### EXERCISE PROMPT
All lines from the opening of the data to the line containing "Current Horace Install" must be returned unchanged, and only those lines.

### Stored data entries
Issue #1758, opened 2024-10-07
horace_install to install spinW


abuts:
Current Horace Install modifies `horace_on.template` and sets up path-es to Horace. `horace_on` script also contains path to spinW but this path have to be modified manually. 

as we now enable Horace-spinW integration tests  which may use `horace_install` to enable Horace, horace_install should also set up `spinW` path if such is provided.

abuts:
fixed by PR #1759

PR #1759, opened 2024-10-07
horace install accepts spinW path

abuts:
fixes Re #1758 

`horace_install` accepts path to `spinW` package and if such  option is available, modifies `horace_on` to include path to spinW.

Modified unit tests for `horace_install` to remove common code and test new option.


cmarooney-stfc (approved):
if the test works, this is fine

Issue #1762, opened 2024-10-21
horace_demo_script is not working due to reference to fit_sqw


henrikjacobsenfys:
This is issue is reported earlier in #1289 which is closed, but it's still present. I suggest changing the line

```
[wfit,fitdata]=fit_sqw(cc2a,@demo_FM_spinwaves,[250 0 2.4 10 5],[1 0 1 0 1],...
%     @constant_background,[0.05],[1],'list',2,'fit',[0.001 30 0.001]);
```

to
```
kk = multifit_sqw (cc2a);
kk = kk.set_fun (@demo_FM_spinwaves);

kk = kk.set_pin ([250 0 2.4 10 5]); %input parameters
kk = kk.set_free ([1 0 1 0 1]); %fitting parameters 1, 3 and 5

kk = kk.set_bfun (@constant_background); % set_bfun sets the background functions
kk = kk.set_bpin ([0.05]);   % initial background constant 
kk = kk.set_bfree ([1]);    % fix the background
[wout pout]=kk.fit();
```

abuts:
Dear @henrikjacobsenfys. Where did you find that? As far as I can see on IDAAAS, the suggested replacement have already been done.

Regards,
Alex

henrikjacobsenfys:
Hi @abuts 

Sorry for not being clear about this. It's in the Master branch of the repository: https://github.com/pace-neutrons/Horace/blob/master/demo/horace_demo_script.m 

Henrik

abuts:
fixed by Re #1763

PR #1763, opened 2024-10-22
removed old fit_sqw from horace demo

abuts:
fixes Re #1762. 
Old `fit_sqw` interface have been removed from Horace, but left in demo sctipt and now fails. This PR fixes this issue (noticed by user).

There is the question why not to support old `fit_sqw` interface -- it is ugly but works in old scripts. 

There is the question about spinW-Horace comparison as current spinW does not reproduce result obtained from Horace, but formaly demo script is fixed and spinW-Horace comparison is the question for another ticket.
The comparison question redirected to spinW:
 https://github.com/SpinW/spinw/issues/207

### DIFF
--- a/admin/horace_install.m
+++ b/admin/horace_install.m
@@ -19,11 +19,11 @@ function [init_folder,hor_init_dir,use_old_init_path,modified_hor_on_contents] =
 %                  to be installed. If missing,
 %                  <path to Horace code>/../ISIS folder is selected.
 %                  This folder will be added to Matlab search path.
-% spinW_folder --  key with value, which shows where spinw is located. 
-%                  Allows to initalize horace together with spin_w
+% spinW_folder --  key with value, which shows where spinW is located. 
+%                  Allows to initialize Horace together with spin_w
 %                  For this option to work, spinw_on.m.template file have
-%                  to be available in Horace and spinw package installedn and 
-%                  be avaiable on filesystem.
+%                  to be available in Horace and spinW package installed and 
+%                  be available on filesystem.
 %
 % test_mode   -- if true, do not install Horace but return installation
 %              folders, i.e. the folder where Horace and horace_on
@@ -33,7 +33,7 @@ function [init_folder,hor_init_dir,use_old_init_path,modified_hor_on_contents] =
 % Defaults (no arguments)
 %  the horace_install script is located either in the folder, where Horace
 %  and  Herbert folders are extracted to (installation archive) or in
-%  /Horace/admin folder (cloned from the Github directly)
+%  /Horace/admin folder (cloned from the GitHub directly)
 %
 % Output parameters:
 %  Expected to be used in test mode only.
--- a/demo/demo_FM_spinwaves.m
+++ b/demo/demo_FM_spinwaves.m
@@ -27,8 +27,9 @@ warning off
 js=pars(1); delta=pars(2);
 gam=pars(3); temp=pars(4); amp=pars(5);
 
-omega0 = delta + ...
-    (4*js)*((sin(pi.*qh)).^2 + (sin(pi.*qk)).^2 + (sin(pi.*ql)).^2);
+%omega0 = delta + ...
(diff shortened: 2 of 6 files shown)


demo/horace_demo_script.m
```diff
@@ -176,7 +204,14 @@
 wadd=cc2a+27;
 plot(wadd);%notice the changed limits of the colour scale!
 
-
+for i=1:numel(spe_file)
```
cmarooney-stfc, line 207: nice just to have comment "delete all temporary files" here

demo/horace_demo_script.m
```diff
@@ -9,10 +9,16 @@
 %====================================
 %% Generate Horace data files
 %====================================
+demo_dir=pwd;
+indir=demo_dir;     % source directory of spe (or nxspe) files
+par_file=[indir,filesep,'4to1_124.par'];     % detector parameter file
+sqw_file=[indir,filesep,'fe_demo.sqw'];        % output sqw file
+data_source =sqw_file;
```
cmarooney-stfc, line 16: you may want to create temporary file sqw_file in the cwd but par file is definitely in the demo directory so either give them separate directories or ensure all ops take place in the demo directory.

Also comment that sqw_file is designed to be temporary and will be deleted at the end

demo/horace_demo_script.m
```diff
@@ -122,45 +124,71 @@
...
-
+J = 250;     % Exchange interaction in meV
+D = 0;      % Single-ion anisotropy in meV
+gam = 0.5;   % Intrinsic linewidth in meV (inversely proportional to excitation lifetime)
+temp = 10;  % Sample measurement temperature in Kelvin
+amp = 5;  % Magnitude of the intensity of the excitation (arbitrary units)
+
+%[wfit,fitdata]=fit_sqw(cc2a,@demo_FM_spinwaves,[250 0 2.4 10 5],[1 0 1 0 1],...
+%    @constant_background,[0.05],[1],'list',2,'fit',[0.001 30 0.001]);
+kk = multifit_sqw (cc2a);
```
cmarooney-stfc, line 142: It would be better to remove the commented out fit_sqw line so it is clear that the new parameters J...amp go with the multifit ops below along with the Do a fit commnet

demo/setup_demo_data.m
```diff
@@ -1,12 +1,12 @@
-function file_list=setup_demo_data()
+function file_list=setup_demo_data(sqw_ready)
```
cmarooney-stfc, line 1: need comment defining the input parm sqw_ready

demo/demo_FM_spinwaves.m
```diff
@@ -27,8 +27,9 @@
 js=pars(1); delta=pars(2);
 gam=pars(3); temp=pars(4); amp=pars(5);
 
-omega0 = delta + ...
-    (4*js)*((sin(pi.*qh)).^2 + (sin(pi.*qk)).^2 + (sin(pi.*ql)).^2);
+%omega0 = delta + ...
+%    (4*js)*((sin(pi.*qh)).^2 + (sin(pi.*qk)).^2 + (sin(pi.*ql)).^2);
+omega0 = delta + (8*js)*(1-cos(pi.*qh).*cos(pi.*qk).*cos(pi.*ql));
```
cmarooney-stfc, line 32: you have left the old omega0 formulation commented out in the code. Unclear if your new formulation is just  a condensed rewrite of the old or a correction. Prefer you comment on what the change means

admin/horace_install.m
cmarooney-stfc, line 1: Comment for the whole PR. It is not clear from the PR description that the fit_sqw function had previously been removed before this PR - if that is what happened. Please make that clear.

Also if you feel that fit_sqw should be restored - you my well be right - please ticket it and give its location so it is easy to restore.

Also if spinW does not give a correct fit to the data, even with multifit search, then please ticket it, with details o the difference between the calculations, and give the ticket number here

cmarooney-stfc (changes requested):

### ANSWER BOX
Issue #1758, opened 2024-10-07
horace_install to install spinW


abuts:
Current Horace Install modifies `horace_on.template` and sets up path-es to Horace. `horace_on` script also contains path to spinW but this path have to be modified manually. 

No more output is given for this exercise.